### What the task asks
Please give the count of lines in the listing underneath that hold "operator", leaving out everything else.
BEGIN Provided data
PR #1311, opened 2023-06-08
Basic routines for internal to cartesian coordinate conversion

bradakta:
I hope there is agreement as to how something like this could be useful. I included a test to show how you can place atoms based on internal coordinates using a Z-matrix-like entry.

### DIFF
--- a/parmed/geometry.py
+++ b/parmed/geometry.py
@@ -314,6 +314,53 @@ def _cross(v1, v2):
                      v1[2]*v2[0] - v1[0]*v2[2],
                      v1[0]*v2[1] - v1[1]*v2[0]])
 
+def _unit_diff(a: np.ndarray, b: np.ndarray) -> np.ndarray:
+    """Unit vector going from a to b"""
+    u = (b - a).astype(np.float64)
+    u /= sqrt(np.dot(u, u))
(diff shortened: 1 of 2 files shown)


parmed/geometry.py
```diff
@@ -314,6 +314,53 @@ def _cross(v1, v2):
...
+    u /= sqrt(np.dot(u, u))
+    return u
+
+def _unit_cross(a: np.ndarray, b: np.ndarray) -> np.ndarray:
+    """Unit vector along cross product of a and b"""
+    u = _cross(a, b)
+    u /= sqrt(np.dot(u, u))
+    return u
+
+# Skipping type annotations for Atom bc it causes a circular import
```
swails, line 329: At the bottom of the file you can do this:

```python
if TYPE_CHECKING:  # must be imported from typing
    from .topologyobjects import Atom
```

Then you can use strings as type hints:

```python
def local_axes(atom1: "Atom", atom2: "Atom", atom3: "Atom") -> np.ndarray:
```

swails:
There are a number of places where it'd be useful to do Zmat to cartesian transformations (e.g., CHARMM RTF files).

I'm good adding this.

PR #1314, opened 2023-08-18
Remove unused scripts

swails:


swails:
I'll do this in another PR.  Environment solving is taking way too long.

PR #1315, opened 2023-08-21
Add a library of all CCD residues separate from modified amino/nucleic acids

swails:
This will allow doing bond/atom mapping for all standard 3-residue codes in the PDB.

### DIFF
--- a/.github/workflows/Test.yaml
+++ b/.github/workflows/Test.yaml
@@ -13,11 +13,11 @@ jobs:
     strategy:
       matrix:
         os: ["ubuntu-latest"]
-        python-version: ["3.8", "3.9"]
+        python-version: ["3.9", "3.10"]
 
     steps:
     - name: Check out source code
-      uses: actions/checkout@v2
+      uses: actions/checkout@v3
       with:
         fetch-depth: 0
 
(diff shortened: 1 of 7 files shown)


parmed/structure.py
```diff
@@ -1119,16 +1121,14 @@ def __getitem__(self, selection):
         scan = [x * y for x, y in zip(scan, selection)]
         # Copy all parameters
         struct = type(self)()
+        res_numbers_are_fake = {res.number for res in self.residues} == {0}
```
thomas-dresselhaus, line 1124: I actually think they are `-1` if they are fake. And if you do that here, then you might want to use it in `__repr__`, too.

thomas-dresselhaus (approved):
Thanks a lot, @swails . I'm confident that all issues I found are addressed here.

parmed/structure.py
swails: -1 is the (stupid) not-set default.  The existing logic was only checking if they were 0, which leads me to think that they were set to 0 in one of the parsers.

richardjgowers: necrocommenting here, but -1 is sometimes a valid resid (if residues have been inserted before the canonical 0).  Depending on the source of this (if this is internal book-keeping and you're sure it's never -1) then you might be better off using a safer sentinel value (-MAX_INT or something)

PR #1316, opened 2023-09-12
Preserve residue IDs, insertion codes, and bond orders in OpenMM topology conversions

jpthompson17:
This PR modifies `parmed.openmm.load_topology()` and `Structure.topology.getter()` in order to preserve additional topology information.

Changes to `parmed.openmm.load_topology()`:
- If an OpenMM residue `id` is the string representation of an integer, set the corresponding ParmEd residue `number` to that integer.
- ParmEd residue `insertion_code` <- OpenMM residue `insertionCode`
- If an OpenMM bond carries `type` data, use it to set the corresponding ParmEd bond `order`. Otherwise, use the OpenMM bond `order` (converted to a float).

Changes to `Structure.topology.getter()`:
- OpenMM residue `id` <- string representation of ParmEd residue `number`
- OpenMM residue `insertionCode` <- ParmEd residue `insertion_code`
- Use ParmEd bond `order` to determine OpenMM bond `type` and `order`.


parmed/structure.py
```diff
@@ -1689,17 +1689,41 @@ def topology(self):
...
+                if math.isclose(bond.order, o):
+                    type = t
+            # Determine the bond order (an integer)
+            order = None
+            n = round(bond.order)
+            if math.isclose(bond.order, n):
+                order = n
+            top.addBond(
+                atoms[bond.atom1.idx], atoms[bond.atom2.idx], type=type, order=order
+            )
```
swails, line 1726: I've also recently added a `qualitative_type` that is basically a translation of the RDKit bond types.  Not sure if that would be useful here or not.

swails (approved):
Thanks!

swails:
The build failures are fixed in #1315, so once that is merged this can be rebased and should run to completion.

The failures are a result of downstream updates in dependencies (scipy, AmberTools, and OpenMM).

parmed/structure.py
jpthompson17: Hmm... maybe. Would it make sense to add
```py
qualitative_type = None
if b.type is not None:
    name = repr(b.type).upper()
    if hasattr(QualitativeBondType, name):
        qualitative_type = getattr(QualitativeBondType, name)
```
to `parmed.openmm.load_topology()`, and do something like
```py
type = None
if bond.qualitative_type is not None:
    name = bond.qualitative_type.name.lower().capitalize()
    if hasattr(app, name):
        t = getattr(app, name)
        if t in bond_orders_by_openmm_type:  # ensure t is a recognized type
            type = t
else:  # try determining the type from the bond order
    for t, o in bond_orders_by_openmm_type.items():
        if math.isclose(bond.order, o):
            type = t
```
in `Structure.topology.getter()`?

swails: I'm tempted to say let's hold off on that until and unless it proves useful, and let's just get this change merged.

PR #1348, opened 2024-04-24
Fix wildcard sorting when writing Amber parameter sets (fixes #1347)

### LINKED ISSUE #1347: Amber wildcard impropers are not properly sorted when writing to .frcmod/.parm
Thank you for all your hard work maintaining this project!  I recently ran into an issue recently using `AmberParameterSet` from `parmed.amber` to write wildcard dihedrals to a file.  The dihedrals written are not properly sorted such that wildcard atoms appear only at the beginning.

The offending lines of code can be found [here](https://github.com/ParmEd/ParmEd/blob/master/parmed/amber/parameters.py#L782-L797), or as follows:

```python
        for (a1, a2, a3, a4), typ in self.improper_periodic_types.items():
            # Make sure wild-cards come at the beginning
            if a2 == 'X':
                assert a4 == 'X', 'Malformed generic improper!'
                a1, a2, a3, a4 = a2, a4, a3, a1
            elif a4 == 'X':
                a1, a2, a3, a4 = a4, a1, a3, a2
            a1, a2, a4 = sorted([a1, a2, a4])
            if (a1, a2, a3, a4) in written_impropers:
                if written_impropers[(a1, a2, a3, a4)] != typ:
                    raise ValueError('Multiple impropers with the same atom set not allowed')
                continue
            outfile.write(
                f'{a1:<2}-{a2:<2}-{a3:<2}-{a4:<2} {typ.phi_k:14.8f} {typ.phase:8.3f} {typ.per:5.1f}\n'
            )
            written_impropers[(a1, a2, a3, a4)] = typ
        outfile.write('\n')
```

The first two if cases reorder a1, a2, and a4 such that wildcard atoms occur at the beginning.  However, the list is then resorted as `sorted([a1, a2, a4])` which typically places the wildcard "X" at the end of the list after many common atom types.

PR with a quick fix incoming promptly.

murfalo:
Fixes #1347

### DIFF
--- a/parmed/amber/parameters.py
+++ b/parmed/amber/parameters.py
@@ -786,7 +786,9 @@ class AmberParameterSet(ParameterSet, metaclass=FileFormatType):
                 a1, a2, a3, a4 = a2, a4, a3, a1
             elif a4 == 'X':
                 a1, a2, a3, a4 = a4, a1, a3, a2
-            a1, a2, a4 = sorted([a1, a2, a4])
+                a2, a4 = sorted([a2, a4])
+            else:
+                a1, a2, a4 = sorted([a1, a2, a4])
             if (a1, a2, a3, a4) in written_impropers:
                 if written_impropers[(a1, a2, a3, a4)] != typ:
                     raise ValueError('Multiple impropers with the same atom set not allowed')


swails:
Thanks!

PR #1351, opened 2024-05-24
Ignore TURN comments in PDBs

slochower:
PDB files in the protein-ligand benchmarks have `TURN` in their header, which prevents ParmEd from reading the PDB files correctly. I'm not sure how these were prepared, but I think it comes from Maestro. I'm also not sure if this is within spec of the PDB format, but this change seems innocuous and allows processing of the benchmark set in ParmEd.


slochower:
Meant to add this as reference: https://github.com/openforcefield/protein-ligand-benchmark/blob/a0b67b93c4f12f63a8bb417a1f6e4df4dc10c6c5/data/tyk2/01_protein/crd/protein.pdb#L137

swails (approved):

PR #1360, opened 2024-06-26
Bugfixed AtomType equality operator

### LINKED ISSUE #1359: Incorrect equality comparison in AtomType equality operator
END Provided data
### Exercise solution
2